I'm not ready yet so I asked to be brought to the hospital --- in an ambulance which is my second time, hooked to an oxygen tank which is my first, carried in a wheel chair which is my second, was declared well, then discarged from the ER. 

A nursing student said I had an episode of orthostatic hypotension.

It has nothing to do with my scope of work from June until November or Monday's bloodletting for our quarterlies nor having to pay my social insurance myself. 

Still, the doctor ordered a 2D echo test.

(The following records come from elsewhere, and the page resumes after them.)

Issue #317, opened 2021-07-26
WebTransportError.isInitiatedByClient


yutakahirano:
I think it'd be benefitial to have this boolean attribute in `WebTransportError`.

The attribute returns whether the error comes from the client. This will allow the script author to distinguish whether the stream (or session? There is no way to abort a session/connection from the script I believe, though...) is aborted because of the abort request from the client, or some issues in the server or network.

I don't know which milestone is appropriate - On the one hand, this is a nice to have. On the other hand, we may want to check this attribute in cancelArgorithm and abortAlgorithm, and that will be an incompatible change and hence we may want to do that before in the initial release.

What do you think?

vasilvv:
This would make sense, as we have similar boolean in our QUIC API.  One thing I will note though is that it should be possible to communicate this information via `errorSource` field (or whatever we call it), so we have two approaches here to choose from.

jan-ivar:
Meeting:
- Preference for enum
- Open to bikeshedding further.  `something = "client" | "server"` ? `initiator` not the best since clients don't technically initiate errors, they just happen

jan-ivar:
> (or session? There is no way to abort a session/connection from the script I believe, though...)

The script can call [`wt.close(closeInfo)`](https://w3c.github.io/webtransport/#dom-webtransport-close). But I don't think this spec should solve a script not knowing it did that.

I'm tempted to say the same about client stream errors from `stream.abort(new WebTransportError({streamErrorCode}))`.

wilaw:
Closed by #329

PR #329, opened 2021-08-13
Introduce WebTransportError/source

### LINKED ISSUE #252: Add custom error property for Application Protocol Error Codes?

yutakahirano:
...to allow web developers to distinguish
stream/session/connection errors.

Fixes #252.

***
<a href="https://pr-preview.s3.amazonaws.com/w3c/webtransport/pull/329.html" title="Last updated on Aug 17, 2021, 11:50 PM UTC (9b6f389)">Preview</a> | <a href="https://pr-preview.s3.amazonaws.com/w3c/webtransport/329/2fe564d...9b6f389.html" title="Last updated on Aug 17, 2021, 11:50 PM UTC (9b6f389)">Diff</a>

### DIFF
--- a/index.bs
+++ b/index.bs
@@ -1483,7 +1483,6 @@ dictionary WebTransportErrorInit {
 enum WebTransportErrorSource {
   "stream",
   "session",
-  "connection",
 };
 </pre>
 
--- a/index.bs
+++ b/index.bs
@@ -1472,11 +1472,18 @@ interface WebTransportError : DOMException {
   constructor(optional WebTransportErrorInit init = {});
 
   readonly attribute octet? applicationProtocolCode;
+  readonly attribute WebTransportErrorSource source;
 };
 
 dictionary WebTransportErrorInit {
   octet applicationProtocolCode;
   DOMString message;
+};
+
+enum WebTransportErrorSource {
+  "stream",
+  "session",
+  "connection",
 };
 </pre>
 
@@ -1496,6 +1503,10 @@ A {{WebTransportError}} has the following internal slots.
    <td><dfn>\[[ApplicationProtocolCode]]</dfn>
    <td class="non-normative">The application protocol error code for this error, or null.
   </tr>
+  <tr>
+   <td><dfn>\[[Source]]</dfn>
+   <td class="non-normative">A {{WebTransportErrorSource}} indicating the source of this error.
+  </tr>
  </tbody>
 </table>
 
@@ -1512,7 +1523,7 @@ lt="WebTransportError(init)">new WebTransportError(init)</dfn> constructor steps
     :: null
 1. Let |message| be `""`.
 1. Set |message| to |init|'s {{WebTransportErrorInit/message}} if it exists.
-1. [=WebTransportError/Set up=] |error| with |message|.
+1. [=WebTransportError/Set up=] |error| with |message| and `"stream"`.
 1. Set |error|'s [=[[ApplicationProtocolCode]]=] to |init|'s
    {{WebTransportErrorInit/applicationProtocolCode}} if it exists.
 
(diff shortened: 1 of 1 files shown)


yutakahirano:
@jan-ivar @ricea PTAL.

vasilvv (approved):

index.bs
```diff
@@ -1472,12 +1472,19 @@ interface WebTransportError : DOMException {
   constructor(optional WebTransportErrorInit init = {});
 
   readonly attribute octet? applicationProtocolCode;
+  readonly attribute WebTransportErrorSource source;
 };
 
 dictionary WebTransportErrorInit {
```
ricea, line 1478: We're probably going to be asked by the TAG to add `source` to `WebTransportErrorInit`. We might as well do it now, unless it will complicate matters.

ricea (approved):
lgtm

index.bs
yutakahirano: We don't have a plan to introduce a feature that initiates a sesson/connection level error. Is it reasonable to allow to create such an error?

jan-ivar: While I could see some marginal benefit of not being able to fake this value, I think the ability to shim errors is generally considered a good thing.

index.bs
```diff
@@ -1472,12 +1472,19 @@ interface WebTransportError : DOMException {
...
   octet applicationProtocolCode;
   DOMString message;
 };
+
+enum WebTransportErrorSource {
+  "stream",
+  "session",
+  "connection",
```
jan-ivar, line 1486: I think these values need explanations. What's the difference between `"session"` vs. `"connection"`, and how might an application react differently?

index.bs
jan-ivar: > We don't have a plan to introduce a feature that initiates a sesson/connection level error.

Hmm, does this mean we could split `"stream"` into `"client"` and `"server"` to solve https://github.com/w3c/webtransport/issues/317?

index.bs
jan-ivar, line 1486:
```suggestion
```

Not because I paid my huge credit card bill although the first installament for my second consultancy was still unremitted which is why I requested another SWIFT code for my third consultancy that will cover both co-convenings and a side event.

The sad thing was to be told not to ride a bike, for the meantime. 

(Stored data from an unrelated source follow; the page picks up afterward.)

PR #346, opened 2021-09-02
Replace TypeError with WebTransportError

### LINKED ISSUE #344: Use WebTransportError instead of TypeError for connection init failure
In https://github.com/w3c/webtransport/issues/338#issuecomment-904694997 @yutakahirano wrote what looks like reasonable parsing of WebTransport errors (but it has a bug):
> ```js
> try {
>   await stream_reader.closed;
> } catch (e1) {
>   // The stream is errored!
>   if (e1.source === 'stream') {
>     // The stream is reset. the code is e1.applicationProtocolCode and there is no reason text.
>   } else if (e1.source == 'session') {
>     assert_equals(e1.applicationProtocolCode, null);
>     try {
>       const close_info = await transport.closed;
>       // The session is closed cleanly. close_info.code is the code and close_info.reason is the reason text.
>     } catch (e2) {
>       // The session is closed uncleanly. Neither code nor reason text is provided in this case.
>     }
>   } else {
>     NOTREACHED();
>   }
> }
> ```

The bug is `NOTREACHED()` since we can get `TypeError` here if the WebTransport connection hasn't established yet [and fails](https://w3c.github.io/webtransport/#initialize-webtransport-over-http).

Instead of `TypeError`, I propose we fail with `WebTransportError` with `source` = `'session'` and `streamErrorCode` = `null`.

This would fix this particular footgun, by aligning this failure path with later connection failures and https://github.com/w3c/webtransport/pull/335.

yutakahirano:
Replace some TypeError occurences with WebTransportError. I didn't
replace type related errors such as the case where writeDatagrams is
called with a value that is not a BufferSource.

Fixes #344.

***
<a href="https://pr-preview.s3.amazonaws.com/w3c/webtransport/pull/346.html" title="Last updated on Sep 6, 2021, 5:13 AM UTC (1a7b710)">Preview</a> | <a href="https://pr-preview.s3.amazonaws.com/w3c/webtransport/346/bf1ec50...1a7b710.html" title="Last updated on Sep 6, 2021, 5:13 AM UTC (1a7b710)">Diff</a>

### DIFF
--- a/index.bs
+++ b/index.bs
@@ -955,6 +955,8 @@ Whenever a [=WebTransport session=] which is associated with a {{WebTransport}} 
 1. Let |cleanly| be a boolean representing whether the HTTP/3 stream associated with the CONNECT
    request that initiated |transport|'s [=[[Session]]=] is in the "Data Recvd" state. [[!QUIC]]
 1. [=Queue a network task=] with |transport| to run these steps:
+  1. Let |code| be TBD.
+  1. Let |reasonString| be TBD.
   1. If |transport|'s [=[[State]]=] is `"closed"` or `"failed"`, abort these steps.
   1. Let |error| be the result of [=WebTransportError/creating=] a {{WebTransportError}} with
      `"session"`.
--- a/index.bs
+++ b/index.bs
@@ -653,7 +653,7 @@ agent MUST run the following steps:
 1. Let |serverCertificateFingerprints| be {{WebTransport/constructor(url, options)/options}}'s
    {{WebTransportOptions/serverCertificateFingerprints}} if it exists, and null otherwise.
 1. If |dedicated| is false and |serverCertificateFingerprints| is non-null, then [=throw=]
-   the result of [=WebTransportError/creating=] a {{WebTransportError}} with `"session"`.
+   a {{TypeError}}.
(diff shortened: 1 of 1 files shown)


index.bs
```diff
@@ -651,8 +652,8 @@ agent MUST run the following steps:
 1. Let |dedicated| be the negation of |allowPooling|.
 1. Let |serverCertificateFingerprints| be {{WebTransport/constructor(url, options)/options}}'s
    {{WebTransportOptions/serverCertificateFingerprints}} if it exists, and null otherwise.
-1. If |dedicated| is false and |serverCertificateFingerprints| is non-null, then [=throw=] a
-   {{TypeError}}.
+1. If |dedicated| is false and |serverCertificateFingerprints| is non-null, then [=throw=]
+   the result of [=WebTransportError/creating=] a {{WebTransportError}} with `"session"`.
```
ricea, line 656: I feel like this one should stay a TypeError, since it refers to the parsing of the arguments rather than any property of the session, and it happens synchronously during construction.

yutakahirano: Makes sense, done.

ricea (approved):
lgtm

So we walked in Munoz to buy a bit of our prescriptions, in San Jose for an  appointment with our eye doctor, in CLSU where I reminisced about blowjobs in the bleachers.

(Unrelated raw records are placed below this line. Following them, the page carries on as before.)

Issue #59, opened 2019-09-18
CSP policies for WebTransport


mfoltzgoogle:
Currently, data exchange capabilities that are exposed to the Web are restricted through [CSP connect-src](https://www.w3.org/TR/CSP3/#directive-connect-src), which restricts which origins can be connected to through WebSockets, XHR, etc.

1. Will every WebTransport destination have an origin that can be verified by the UA (through Web PKI or some other means)?
2. If the answer to "1" is yes, will WebTransport use connect-src or some other CSP policy mechanism?
3. If the answer to "1" is no, how will application authors be able to enforce a WebTransport connection policy in their application?

mfoltzgoogle:
Possibly related to (or a specific issue in) Issue #13

vasilvv:
I think this is yet another issue that can be addressed by providing QuicTransport endpoints with URLs associated with it.  So if we add URL for #22 and #26, we would probably get CSP support for ~free.

aboba:
Discussed on December 8, 2020 WebTransport WG meeting. Agreement to support CSP for the Web PKI case. Concerns over impact of fingerprint verification on CSP support.

jan-ivar:
@vasilvv to write text and reach out to webappsec to discuss some of the more complex cases.

vasilvv:
So I think the answer for WebPKI-authenticated connections is fairly clear: we will check `connect-src` for WebTransport connections.

For the connections that are anchored against a custom certificate, I can see a few approaches:

1. Make this orthogonal to CSP connect-src.  One approach would be to add a new header, say, `Sec-WebTransport-Allow-Custom-Certificates`, that would opt the website into using custom certificates, or somehow encode that into CSP.
1. Encode the fingerprint within the domain name.  An approach I'd gp with is where a domain like `example.com` with certificate fingerprint `0x1234abcd` gets translated into `example.com.domain-1234abcd.fpr.arpa` (I think @ekr proposed something among those lines a few years ago when I discussed that problem with him).

The first approach has the advantage of being very simple, but less powerful, as it's just an all-or-nothing approach.  The second approach lets developers control the specific fingerprints, but it does require us to do more work.  Notably, I have no idea what the policies are wrt assigning `.arpa` domain names, and what are all of the implications.

cc @mikewest since he expressed interest in this topic in the past.
cc @martinthomson and @DavidSchinazi as they probably know more about `.arpa` since

martinthomson:
[...]

PR #367, opened 2021-10-07
Add Content Security Policy check on request

yutakahirano:
We only need the pre-request check. We don't need the post-request
check given there is no redirects on WebTransport.

This is for #59.

***
<a href="https://pr-preview.s3.amazonaws.com/w3c/webtransport/pull/367.html" title="Last updated on Oct 20, 2021, 7:50 AM UTC (e1a7f10)">Preview</a> | <a href="https://pr-preview.s3.amazonaws.com/w3c/webtransport/367/0a62f0c...e1a7f10.html" title="Last updated on Oct 20, 2021, 7:50 AM UTC (e1a7f10)">Diff</a>

### DIFF
--- a/index.bs
+++ b/index.bs
@@ -708,6 +708,17 @@ To <dfn>initialize WebTransport over HTTP</dfn>, given a {{WebTransport}} object
 
 1. Let |client| be |transport|'s [=relevant settings object=].
 1. Let |origin| be |client|'s [=environment settings object/origin=].
+1. Let |request| be a new [=request=] whose [=request/URL=] is |url|, [=request/client=] is
+   |client|, [=request/policy container=] is |client|'s
+   [=environment settings object/policy container=], [=request/destination=] is an empty string,
+   and [=request/origin=] is |origin|.
+1. Run <a>report Content Security Policy violations for |request|</a>.
+1. If [=should request be blocked by Content Security Policy?=] with |request| returns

The eye doctor ordered a fluorescein angiography.

I had two bottles of Chilean merlot and an Argentinian  malbec but it was Red Horse that got me as I passed on the cigarettes, enough for Bulan to come home and grill pork ribs and tuna parts for the Mistahs and the Sunday bikers of Bakal 2...

Monday, June 03, 2024

THE RETURN OF THE JEDI (A Sequel to "The Unemployed" Series)

The Jedi in this case is not a master of the mystic-warrior way.

He was in an Order whose symbols were disposed in toilets and garbage bins, an inactive Master of the Royal Secret that track desolate desert planets for leftover tinumis, lechong paksiw and bopis that powered the lightsabers of a Thursday night session in Bakal 2, and a substitute guard of the outer door to King Solomon's Temple who allowed the personal representative of the Grand Master to pass through. 


The hocruxes of Jabba the Hutt were dissipated by static (+), a transient ischemic attack (T), and a skyrocketing ichor (T) but Darth Vader probably still sells protection from financial lose so he too will soon be judged by the Rebel Alliance.   

These are the reflections and recommendations from a communique, that care will not be enough and investments for affordable shelter financing and universal health coverage were paid until December to ensure adequate social protection for the unemployed and therefore the continuity of his appointments with ajumma (The Principal) and noona (The Nubiles) too.

A 5-month contract was finally signed on Wednesday after April's CANSEA stint (6 days and paid) and May's EI work (13 days and unpaid) so $785 was deposited to upgrade an aircon power outlet, renew a driving license, and validate a national convening in Vientiane.

Thus, he will remain to be The Consultant who is fond of pairing Irish whiskey with sisig, adobong bibe and kinilaw na bangus; a classic operator who becomes better with age, Like Fine Wine, and the Tadej Pogacar of ASEAN influencing that is guaranteed to make things happen.